### Extracted records
_ _ _ _ _

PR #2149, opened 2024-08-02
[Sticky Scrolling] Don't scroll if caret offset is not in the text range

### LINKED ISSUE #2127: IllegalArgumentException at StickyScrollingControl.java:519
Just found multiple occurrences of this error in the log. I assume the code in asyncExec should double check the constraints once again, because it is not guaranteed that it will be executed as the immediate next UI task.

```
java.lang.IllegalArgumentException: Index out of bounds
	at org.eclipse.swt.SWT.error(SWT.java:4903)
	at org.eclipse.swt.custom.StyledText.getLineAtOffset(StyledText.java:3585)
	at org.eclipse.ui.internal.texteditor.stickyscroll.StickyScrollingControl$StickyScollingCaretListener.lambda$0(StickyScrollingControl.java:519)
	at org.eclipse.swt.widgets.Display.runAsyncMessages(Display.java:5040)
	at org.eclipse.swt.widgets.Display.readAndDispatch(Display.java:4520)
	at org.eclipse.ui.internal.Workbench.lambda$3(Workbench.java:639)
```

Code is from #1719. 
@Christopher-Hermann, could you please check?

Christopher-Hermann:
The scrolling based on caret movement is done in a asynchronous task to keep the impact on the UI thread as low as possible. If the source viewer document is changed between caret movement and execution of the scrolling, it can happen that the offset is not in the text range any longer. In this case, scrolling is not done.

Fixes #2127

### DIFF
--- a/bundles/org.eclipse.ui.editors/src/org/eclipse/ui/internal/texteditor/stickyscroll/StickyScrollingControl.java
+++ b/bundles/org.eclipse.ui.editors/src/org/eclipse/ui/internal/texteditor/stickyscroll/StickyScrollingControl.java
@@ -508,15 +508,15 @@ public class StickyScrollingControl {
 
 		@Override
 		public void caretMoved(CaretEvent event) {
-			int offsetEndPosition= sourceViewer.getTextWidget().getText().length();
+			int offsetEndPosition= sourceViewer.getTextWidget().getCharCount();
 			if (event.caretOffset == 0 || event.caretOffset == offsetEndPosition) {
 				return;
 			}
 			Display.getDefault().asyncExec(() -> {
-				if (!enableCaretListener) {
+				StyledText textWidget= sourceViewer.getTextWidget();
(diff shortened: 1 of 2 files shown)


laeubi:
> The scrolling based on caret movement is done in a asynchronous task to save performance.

_ _ _ _ _

Exact copies of the lines from the one holding "is not done." through the last line above, and only those, make up the answer.

The scrolling based on caret movement is done in a asynchronous task to keep the impact on the UI thread as low as possible. If the source viewer document is changed between caret movement and execution of the scrolling, it can happen that the offset is not in the text range any longer. In this case, scrolling is not done.

Fixes #2127

### DIFF
--- a/bundles/org.eclipse.ui.editors/src/org/eclipse/ui/internal/texteditor/stickyscroll/StickyScrollingControl.java
+++ b/bundles/org.eclipse.ui.editors/src/org/eclipse/ui/internal/texteditor/stickyscroll/StickyScrollingControl.java
@@ -508,15 +508,15 @@ public class StickyScrollingControl {
 
 		@Override
 		public void caretMoved(CaretEvent event) {
-			int offsetEndPosition= sourceViewer.getTextWidget().getText().length();
+			int offsetEndPosition= sourceViewer.getTextWidget().getCharCount();
 			if (event.caretOffset == 0 || event.caretOffset == offsetEndPosition) {
 				return;
 			}
 			Display.getDefault().asyncExec(() -> {
-				if (!enableCaretListener) {
+				StyledText textWidget= sourceViewer.getTextWidget();
(diff shortened: 1 of 2 files shown)


laeubi:
> The scrolling based on caret movement is done in a asynchronous task to save performance.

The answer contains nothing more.